PR #2468, opened 2026-08-07
fix(app): preserve the current session when the next load fails

### LINKED ISSUE #2454: fix(app): preserve the current session when the next load fails
> *This was generated by AI.*

## Problem

`MainWindow._load_file` resets the active state before the replacement Image and Annotation have been read, decoded, and validated. A corrupt Annotation File or unreadable Image can therefore leave a blank disabled canvas and move File List state away from the last good session.

## Required behavior

- Stage the replacement Image and Annotation before changing the active session.
- Commit the new state only after reading, validation, and image decoding succeed.
- On failure, keep the current Image, Annotation, canvas, and File List selection active.
- A corrupt adjacent Annotation File blocks its Image from opening. Do not silently open an empty Annotation.

This implements `docs/adr/0006-annotation-transitions-preserve-last-good-state.md`.

## Verification

Add end-to-end cases for navigation from a valid session to a missing Image, unreadable Image, corrupt Annotation File, and semantically invalid Annotation File.

wkentaro:
Closes #2454.

`_load_file` reset the active session before the replacement had been read, decoded, or validated, so a corrupt or missing file left a blank disabled canvas and a dead File List selection. Loading is now a transaction: the Annotation, its shapes, and the decoded Image are staged first, the visible session is replaced only after everything is ready, and on failure `_load_file` returns `False` having touched nothing. Implements ADR 0006.

Non-obvious bits:

1. Qt moves the File List selection before the load starts, so the `currentItemChanged` handler keeps the previous item and restores it under blocked signals when the user cancels or the load fails; the rollback needs no path bookkeeping.

2. `_file_list_image_path` tracks which File List entry the session came from, because an Annotation File's embedded `imagePath` can rewrite `_image_path` away from the list entry. It feeds only selection restore; autosave and checkmark lookup still resolve from `_image_path` as on main — that divergence bug is pre-existing and filed as #2514.

3. Opening a directory commits its new File List even when the first Image fails to load: the previous session stays active while the remaining Images stay reachable (ADR 0006).

4. A rejected output-directory change restores the previous directory, so a corrupt candidate Annotation File never becomes the autosave target.

5. `read_image_file` wraps non-`OSError` decode failures as `OSError` because `tifffile` raises its own error type; without the wrap a corrupt TIFF bypasses the error dialog and the rollback never runs.

6. Consequence: failed next/prev navigation restores the selection, so keyboard navigation stops at a corrupt file; clicking a farther row still reaches the rest.

## Test plan

- [x] `uv run pytest tests/` (1292 passed, 6 skipped)
- [x] `make lint`


wkentaro:

Verdict: recommend-merge, with one ordering note: merge #2473 first. Independent review (gpt-5.6-sol) hardened this branch (direct file and directory loads no longer replace File List state before validation; unsupported Shape types take the load-error path with session restoration) and folded the fixes in. Type-specific Shape cardinality validation intentionally lives in #2473, so this PR fully satisfies ADR 0006 only once #2473 is in; merging in that order (or rebasing this branch afterward) closes the gap. All checks green.

wkentaro:

The merge-after-#2473 condition is now satisfied: #2473 merged and this branch is rebased onto it, dropping its duplicate Shape error handling in favor of the merged read-boundary validation. Full suite green after the rebase; the earlier recommend-merge verdict stands unconditionally.

wkentaro:

Verdict: **PASS — recommend merge.** Manually verified the current PR head (`99f42466`) with Computer Use in the running Labelme GUI.

- From a valid annotated session at `[1/2]`, Next Image into a corrupt JPEG showed the expected image-open error. After dismissal, the original image, all five annotations/shapes, enabled drawing controls, first File List selection, and `[1/2]` title remained intact.

- From the same valid session, Next Image into a valid JPEG with a corrupt adjacent JSON showed the expected label-open error. The candidate image was not opened without its Annotation; the original image, annotations/shapes, controls, File List selection, and title again remained intact.

No behavioral defects observed in the required rollback flow. The PR checks are also green.

Issue #2461, opened 2026-08-06
release: validate v7.1.0rc1 before final publication


wkentaro:
> *This was generated by AI.*

## Release gate

Status as of 2026-08-18. Gate issue: [#2461](https://github.com/wkentaro/labelme/issues/2461).

## Day 0 — merge before rc1

- [x] [PR #2496](https://github.com/wkentaro/labelme/pull/2496) cross-drive absolute imagePath (closes #1350) — **MERGED**
- [x] [PR #2477](https://github.com/wkentaro/labelme/pull/2477) atomic Annotation writes (closes #2451) — **MERGED**
- [x] [PR #2504](https://github.com/wkentaro/labelme/pull/2504) fractional Mask bounds (closes #2479) — **MERGED**
- [x] [PR #2474](https://github.com/wkentaro/labelme/pull/2474) filter without rescanning (closes #2455) — **MERGED**
- [x] [PR #2468](https://github.com/wkentaro/labelme/pull/2468) preserve session on failed load (closes #2454) — **MERGED**
- [x] [PR #2506](https://github.com/wkentaro/labelme/pull/2506) keep AI oriented rectangles inside Image bounds — **MERGED**
- [x] [PR #2512](https://github.com/wkentaro/labelme/pull/2512) keep bounded AI oriented rectangles valid — **MERGED**
- [x] [PR #2466](https://github.com/wkentaro/labelme/pull/2466) RGB to AI models (closes #2356) — **MERGED**
- [x] AI stack sequencing: #2506 / #2512 / #2466 merged serially with green CI
- [x] [PR #2508](https://github.com/wkentaro/labelme/pull/2508) migrate changelog workflow to towncrier fragments — **MERGED**
- [x] Confirm macOS 3.12 flake gone: prior run [32104527074](https://github.com/wkentaro/labelme/actions/runs/32104527074) red (xdist worker crash); current-main run [32136781258](https://github.com/wkentaro/labelme/actions/runs/32136781258) passed on `f8422a3f`
- [x] [PR #2502](https://github.com/wkentaro/labelme/pull/2502) copy dragged points into the moved shape (closes #2413) — **MERGED**
- [x] Defer [PR #2521](https://github.com/wkentaro/labelme/pull/2521) synchronize canvas mode status to the `next` milestone

## Cut rc1

- [x] `changelog.d/` has 60 pending files; `tools/release_notes.py` renders rc1 notes from them
[...]

PR #2469, opened 2026-08-07
ci: support prerelease tags and Unreleased notes

### LINKED ISSUE #2460: release: support prerelease tags and Unreleased notes
> *This was generated by AI.*

## Problem

The release workflow expects a changelog section whose version exactly matches the tag and always creates a normal GitHub release. The v7.1 plan calls for `v7.1.0rc1` to use the current Unreleased notes, publish to PyPI, and appear as a GitHub prerelease without permanently promoting an RC changelog section.

## Required behavior

- Detect PEP 440 prerelease tags such as `v7.1.0rc1`.
- For a prerelease, extract the current Unreleased changelog content.
- Publish the prerelease artifact to PyPI.
- Create the GitHub release with prerelease status.
- Keep the Unreleased section in place until final `v7.1.0` promotion.
- Preserve the current exact-version extraction for stable releases.

## Verification

Test note extraction for prerelease and stable tags without publishing, then exercise the real workflow with `v7.1.0rc1`.

wkentaro:
Closes #2460.

The release workflow required a changelog section exactly matching the tag and always created a normal GitHub release, so a `v7.1.0rc1` tag could not ship. A new tested extractor (`tools/release_notes.py`) detects PEP 440 prerelease tags: prereleases publish to PyPI with the current Unreleased notes and a GitHub prerelease, while stable tags keep the exact-version extraction unchanged. The Unreleased section stays in place until the final promotion.

## Test plan
- [x] Extractor regression tests for prerelease and stable tags (10 focused tests; suite at 1174 passed) plus `make lint`
- [x] Local extraction exercised with `v7.1.0rc1` and `v7.0.4`
- [ ] The real workflow runs when the actual `v7.1.0rc1` tag is pushed (release-gate step in #2461)


wkentaro:

Verdict: recommend-merge. Independent review (gpt-5.6-sol) found only convention fixes (CHANGELOG links the PR), folded in during the rebase onto current main. Local extraction verified for prerelease and stable tags; all checks green. The real `v7.1.0rc1` workflow run stays a #2461 release-gate step.

wkentaro:
> *This was generated by AI during PR review.*

Final verdict: **merge**.

Reviewed the full diff against #2460's required behavior; all requirements are met and I found no blocking issues.

What I verified:

- **Extractor semantics** (`tools/release_notes.py`): PEP 440 prerelease detection via `packaging.Version.is_prerelease` correctly routes `a`/`b`/`rc`/`-rc`/`.dev` tags to the `Unreleased` section while stable tags keep the exact-version lookup, matching the old awk behavior including the fail-on-missing-section guard. It also adds a new guard the awk version lacked: an *empty* Unreleased section fails the release instead of shipping blank notes. Invalid tags exit non-zero via `parser.error`, so a bad tag still fails the workflow.
- **Workflow wiring** (`.github/workflows/release.yml`): I parsed the YAML — the folded `run` scalar resolves to `uv run tools/release_notes.py "$GITHUB_REF_NAME" CHANGELOG.md release-notes.md >> "$GITHUB_OUTPUT"`, and the script's only stdout is the `prerelease=true|false` line (uv sync chatter goes to stderr), so the step output is clean. The `--prerelease` flag is conditionally added from that output, which can only be `true`/`false` from our own script, so the `${{ }}` interpolation is injection-safe.
- **Dependency availability**: `packaging` was added to `[dependency-groups] dev`, which `uv run` includes by default, so the release job resolves the import without extra flags.
- **Tests**: 10 focused tests cover prerelease/stable routing, exact-version matching, missing-section rejection, end-to-end `main()` behavior (CHANGELOG left untouched, correct `prerelease=` stdout), plus a build→publish→release ordering check on the workflow file. CI is green across all 9 matrix jobs, lint, and network-test.
- **Changelog**: entry filed under `### Changed` with the PR linked, per convention.

Residual risk, already acknowledged in the test plan: the workflow itself only gets a true end-to-end run when the real `v7.1.0rc1` tag is pushed (release-gate step in #2461). Nothing in the diff suggests it will misbehave there.

Issue #2352, opened 2026-07-15
fix(app): auto-save branch of mark_dirty never clears the dirty state


wkentaro:
> *This was generated by AI during a kaizen pass.*

## Summary

When "Save Automatically" is toggled **on** after the annotation is already dirty, `mark_dirty()`'s auto-save branch writes the file to disk but never clears the dirty state. From then on the app keeps behaving as if there are unsaved changes even though the file is fully in sync.

## Where

`labelme/_app.py:1292-1307` — `mark_dirty()`:

```python
def mark_dirty(self) -> None:
    self._actions.undo.setEnabled(self._canvas_widgets.canvas.can_restore_shape)

    if self._actions.save_auto.isChecked():
        assert self._image_path is not None
        self.save_labels(
            label_path=_resolve_label_path(
                image_or_label_path=self._image_path,
                output_dir=self._output_dir,
            )
        )
        return                      # <-- saves, but never clears the dirty state
    self._is_changed = True
    self._actions.save.setEnabled(True)
    self.setWindowTitle(self._get_window_title(dirty=True))
```

The manual-save path already does the right thing — `_save_label_file()` at `labelme/_app.py:2380-2381`:

```python
if self.save_labels(label_path=label_path):
    self.mark_clean()
```

The auto-save branch is missing that `mark_clean()` after a successful `save_labels(...)`.

## Reproduce

1. Start with `auto_save=False`.
2. Edit a shape → `_is_changed` becomes `True`, Save action enabled, title shows the "modified" marker.
3. Toggle **Save Automatically** on (`_actions.save_auto`).
4. Edit again → this now takes the auto-save branch: the file is rewritten every time, but `_is_changed` stays `True` forever.

Result: the title stays "modified", the Save action stays permanently enabled, and `_can_continue()` (`_app.py:2602`, which only checks `if not self._is_changed`) keeps popping the *"Save annotations … before closing?"* dialog on every close — even though the file on disk is already fully synced. State-consistency / UX bug, not data loss.

## Why this needs a decision (not a blind fix)

The obvious one-line fix — mirror line 2380 and call `mark_clean()` in the auto-save branch — has a **subtle regression**, which is why I'm escalating instead of shipping:

- `mark_clean()` (`_app.py:1309-1319`) re-enables **all** draw actions (`for _, action in self._actions.draw: action.setEnabled(True)`, lines 1312-1313) and toggles `delete_file`.
[...]

PR #2472, opened 2026-08-07
fix(auto-save): keep edits dirty after a save failure

### LINKED ISSUE #2452: fix(auto-save): keep edits dirty after a save failure
> *This was generated by AI.*

## Problem

`MainWindow.mark_dirty` calls `save_labels` when auto-save is enabled but ignores its boolean result. If the write fails while the window was clean, the edit remains only in memory while the application still treats the Annotation as clean. Closing can then skip the unsaved-changes prompt.

## Required behavior

- A failed auto-save leaves the Annotation dirty.
- The window title and Save action show the dirty state.
- Closing still asks about unsaved changes.
- The first failure shows the existing save error.
- Repeated edits do not show repeated dialogs until a save succeeds or the target path changes.
- The auto-save Setting remains enabled.
- Manual Save remains available as a retry.

Successful auto-save state is tracked separately in #2352.

## Verification

Add an end-to-end test that edits a clean Annotation, forces auto-save failure, checks the dirty UI, checks the close prompt, and then retries successfully.

wkentaro:
Closes #2452.

A failed auto-save silently marked the annotation clean, so edits could be lost with no warning. A failed save now keeps the annotation dirty: Save stays enabled, closing prompts about unsaved changes, and repeated auto-save failures show one error per target path until a save succeeds or the path changes. This implements ADR 0006 (annotation transitions preserve the last good state); the success-path dirty-state fix is #2352 on its own branch.

## Test plan
- [x] End-to-end tests: save failure keeps dirty, retry after the failure clears it, repeated-failure dialog suppression, suppression reset on path change
- [x] `make lint` and `make test` (1166 passed)

### DIFF
--- a/CHANGELOG.md
+++ b/CHANGELOG.md
@@ -23,6 +23,7 @@ and this project adheres to [Semantic Versioning](https://semver.org/spec/v2.0.0
 
 ### Fixed
 
+- Fixed failed auto-saves leaving an edited Annotation marked clean. The dirty title, Save action, and unsaved-changes prompt now remain active, while repeated failures for the same target show only one error until a save succeeds or the target changes ([#2472](https://github.com/wkentaro/labelme/pull/2472))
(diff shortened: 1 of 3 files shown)


wkentaro:

Verdict: recommend-merge. Independent review (gpt-5.6-sol) caught a state-machine defect, fixed and folded in: auto-save failure suppression survived an Annotation reset, which could silence the first error on the next file. All checks green. Note: shares one `save_labels()` hunk with #2475; whichever merges second needs a trivial rebase.

PR #141, opened 2022-10-31
Fix bug of logger, log-level doesn't take effect

zhengxiexie:
This statement logf.SetLogger(logger.ZapLogger())`` must called after flag.Parse`,
otherwise, log-level option is always the default value, so the the log-level we pass from command line
doesn't take effect as expected.
Besides, before this PR, there are redundant options prefixed with -zap in
command line, we don't need those, actually.


timdengyun:
In the future, we had better copy commit message to problem description as well, which will help readers to understand this PR even without checking git log or commit message.

timdengyun (approved):

PR #153, opened 2022-11-22
Keep files formatted with go fmt tool

timdengyun:
This PR is to format files in order to keep file format consistency with the one generated by go fmt tool during make.


zhengxiexie (approved):
LGTM

PR #158, opened 2022-11-28
Implement vpcnetworkconfig crd

lxiaopei:


timdengyun:
please merge patch to vpc_dev instead of main branch

seanpang-vmware:
Should we have a VPCNetworkConfigStore to save all the configs for others to query?

zhengxiexie:
I see that there is cache.go in vpcnetworkconfig, why not use store.go like other CR?

zhengxiexie:
As discussed, we could deprecate this PR, and put all the logic in the VPC controller as the security policy does.[https://github.com/vmware-tanzu/nsx-operator/blob/main/pkg/controllers/securitypolicy/securitypolicy_controller.go#L243](url)

pkg/controllers/vpcnetworkconfig/vpcnetworkconfiguration_controller.go
```diff
@@ -0,0 +1,94 @@
...
+	var vpcNetworkConfig v1alpha1.VPCNetworkConfiguration
+	err := r.Client.Get(ctx, req.NamespacedName, &vpcNetworkConfig)
+	var isDeleted bool
+	if err != nil {
+		isDeleted = apierrors.IsNotFound(err)
+		if !isDeleted {
+			klog.InfoS("Unable to fetch VPCNetworkConfiguration", "vpcNetworkConfiguration", req.NamespacedName.String(), "err", err)
+			return ctrl.Result{}, err
+		} else {
+			vpcNetworkConfigurationObj, exist := r.installedVPCNetworkConfigs.GetByKey(req.NamespacedName.String())
```
TaoZou1, line 49: logic here is different with other controller. The other controller will return error if it is not IsNotFound(err). Any reason here?

pkg/controllers/vpcnetworkconfig/cache.go
```diff
@@ -0,0 +1,80 @@
+/* Copyright © 2022 VMware, Inc. All Rights Reserved.
+   SPDX-License-Identifier: Apache-2.0 */
+
+package vpcnetworkconfig
```
TaoZou1, line 4: There is no store.go for this controller, how about other controller needs to access the cache?

timdengyun: please hold off review,  it's possible to move this PR to vpc_dev branch merge.

lxiaopei:
After discussion with @seanpang-vmware  and @zhengxiexie , this PR is not needed anymore. We will watch VPCNetworkConfiguration CRD in VPC controller.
------------------------------
WORK INSTRUCTIONS >>
Produce a word-for-word copy of everything above from the line holding "Status as of" down to the line holding "ci: support prerelease", with both of those lines kept.

SOLUTION BELOW >>
Status as of 2026-08-18. Gate issue: [#2461](https://github.com/wkentaro/labelme/issues/2461).

## Day 0 — merge before rc1

- [x] [PR #2496](https://github.com/wkentaro/labelme/pull/2496) cross-drive absolute imagePath (closes #1350) — **MERGED**
- [x] [PR #2477](https://github.com/wkentaro/labelme/pull/2477) atomic Annotation writes (closes #2451) — **MERGED**
- [x] [PR #2504](https://github.com/wkentaro/labelme/pull/2504) fractional Mask bounds (closes #2479) — **MERGED**
- [x] [PR #2474](https://github.com/wkentaro/labelme/pull/2474) filter without rescanning (closes #2455) — **MERGED**
- [x] [PR #2468](https://github.com/wkentaro/labelme/pull/2468) preserve session on failed load (closes #2454) — **MERGED**
- [x] [PR #2506](https://github.com/wkentaro/labelme/pull/2506) keep AI oriented rectangles inside Image bounds — **MERGED**
- [x] [PR #2512](https://github.com/wkentaro/labelme/pull/2512) keep bounded AI oriented rectangles valid — **MERGED**
- [x] [PR #2466](https://github.com/wkentaro/labelme/pull/2466) RGB to AI models (closes #2356) — **MERGED**
- [x] AI stack sequencing: #2506 / #2512 / #2466 merged serially with green CI
- [x] [PR #2508](https://github.com/wkentaro/labelme/pull/2508) migrate changelog workflow to towncrier fragments — **MERGED**
- [x] Confirm macOS 3.12 flake gone: prior run [32104527074](https://github.com/wkentaro/labelme/actions/runs/32104527074) red (xdist worker crash); current-main run [32136781258](https://github.com/wkentaro/labelme/actions/runs/32136781258) passed on `f8422a3f`
- [x] [PR #2502](https://github.com/wkentaro/labelme/pull/2502) copy dragged points into the moved shape (closes #2413) — **MERGED**
- [x] Defer [PR #2521](https://github.com/wkentaro/labelme/pull/2521) synchronize canvas mode status to the `next` milestone

## Cut rc1

- [x] `changelog.d/` has 60 pending files; `tools/release_notes.py` renders rc1 notes from them
[...]

PR #2469, opened 2026-08-07
ci: support prerelease tags and Unreleased notes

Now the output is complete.